From the records below, copy out each line that has the word "Another".

++++++

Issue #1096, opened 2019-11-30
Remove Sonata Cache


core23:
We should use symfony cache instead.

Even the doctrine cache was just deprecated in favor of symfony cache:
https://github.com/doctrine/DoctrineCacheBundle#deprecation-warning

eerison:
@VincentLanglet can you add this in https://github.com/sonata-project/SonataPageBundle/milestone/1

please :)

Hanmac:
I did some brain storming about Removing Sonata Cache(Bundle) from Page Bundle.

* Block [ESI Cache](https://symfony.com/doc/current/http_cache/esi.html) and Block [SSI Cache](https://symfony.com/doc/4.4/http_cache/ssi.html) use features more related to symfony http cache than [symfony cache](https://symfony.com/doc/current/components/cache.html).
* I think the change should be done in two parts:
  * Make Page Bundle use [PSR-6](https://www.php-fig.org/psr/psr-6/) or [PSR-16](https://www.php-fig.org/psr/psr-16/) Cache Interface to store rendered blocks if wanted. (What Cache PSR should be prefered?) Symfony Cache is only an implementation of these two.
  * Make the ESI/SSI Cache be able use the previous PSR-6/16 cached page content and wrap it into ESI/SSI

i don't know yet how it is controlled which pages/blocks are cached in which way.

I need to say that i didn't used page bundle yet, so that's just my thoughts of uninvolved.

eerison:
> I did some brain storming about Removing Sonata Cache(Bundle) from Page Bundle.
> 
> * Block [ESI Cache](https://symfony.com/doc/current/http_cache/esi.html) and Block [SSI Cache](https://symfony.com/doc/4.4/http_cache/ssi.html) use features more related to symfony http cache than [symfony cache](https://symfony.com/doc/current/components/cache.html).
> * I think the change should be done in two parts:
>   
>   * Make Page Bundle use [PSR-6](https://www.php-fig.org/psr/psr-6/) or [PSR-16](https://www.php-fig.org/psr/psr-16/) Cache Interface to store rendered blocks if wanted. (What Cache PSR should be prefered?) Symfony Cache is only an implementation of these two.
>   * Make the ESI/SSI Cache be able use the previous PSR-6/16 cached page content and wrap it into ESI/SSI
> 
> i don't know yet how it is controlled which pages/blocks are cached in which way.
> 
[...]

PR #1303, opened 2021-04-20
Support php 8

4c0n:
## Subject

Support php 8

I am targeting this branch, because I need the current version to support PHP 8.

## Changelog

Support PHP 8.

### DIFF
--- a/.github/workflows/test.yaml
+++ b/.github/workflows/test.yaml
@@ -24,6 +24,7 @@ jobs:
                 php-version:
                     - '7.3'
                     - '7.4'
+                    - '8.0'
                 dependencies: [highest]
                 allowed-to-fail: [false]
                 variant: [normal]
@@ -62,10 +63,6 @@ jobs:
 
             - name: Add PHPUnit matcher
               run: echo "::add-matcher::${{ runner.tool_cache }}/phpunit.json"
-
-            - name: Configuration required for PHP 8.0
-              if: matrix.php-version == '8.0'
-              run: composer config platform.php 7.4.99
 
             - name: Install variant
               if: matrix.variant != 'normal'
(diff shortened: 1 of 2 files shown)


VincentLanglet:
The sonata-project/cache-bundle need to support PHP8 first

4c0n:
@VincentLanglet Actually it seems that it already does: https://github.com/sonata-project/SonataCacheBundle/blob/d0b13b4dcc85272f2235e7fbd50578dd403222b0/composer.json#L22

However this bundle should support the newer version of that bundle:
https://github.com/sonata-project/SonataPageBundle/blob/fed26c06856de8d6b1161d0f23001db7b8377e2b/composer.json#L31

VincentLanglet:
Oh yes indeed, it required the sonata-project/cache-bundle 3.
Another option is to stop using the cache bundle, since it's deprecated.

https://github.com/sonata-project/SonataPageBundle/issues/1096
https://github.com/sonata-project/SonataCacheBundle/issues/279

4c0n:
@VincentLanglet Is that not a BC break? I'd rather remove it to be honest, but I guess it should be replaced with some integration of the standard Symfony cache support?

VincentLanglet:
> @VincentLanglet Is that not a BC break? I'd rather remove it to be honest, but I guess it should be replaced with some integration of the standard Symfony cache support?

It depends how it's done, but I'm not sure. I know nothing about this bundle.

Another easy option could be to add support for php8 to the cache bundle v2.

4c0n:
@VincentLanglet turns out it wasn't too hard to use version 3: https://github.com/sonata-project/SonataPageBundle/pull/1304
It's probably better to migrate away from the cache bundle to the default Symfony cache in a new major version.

++++++

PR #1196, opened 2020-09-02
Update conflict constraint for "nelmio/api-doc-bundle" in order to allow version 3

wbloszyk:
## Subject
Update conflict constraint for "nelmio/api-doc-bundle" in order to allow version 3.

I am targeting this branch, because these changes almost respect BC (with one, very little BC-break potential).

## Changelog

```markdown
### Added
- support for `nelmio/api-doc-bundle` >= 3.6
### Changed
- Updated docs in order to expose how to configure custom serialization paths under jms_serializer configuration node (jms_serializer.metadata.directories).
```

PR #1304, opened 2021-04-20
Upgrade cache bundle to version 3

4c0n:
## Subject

++++++

- _Solution_:
Another option is to stop using the cache bundle, since it's deprecated.
Another easy option could be to add support for php8 to the cache bundle v2.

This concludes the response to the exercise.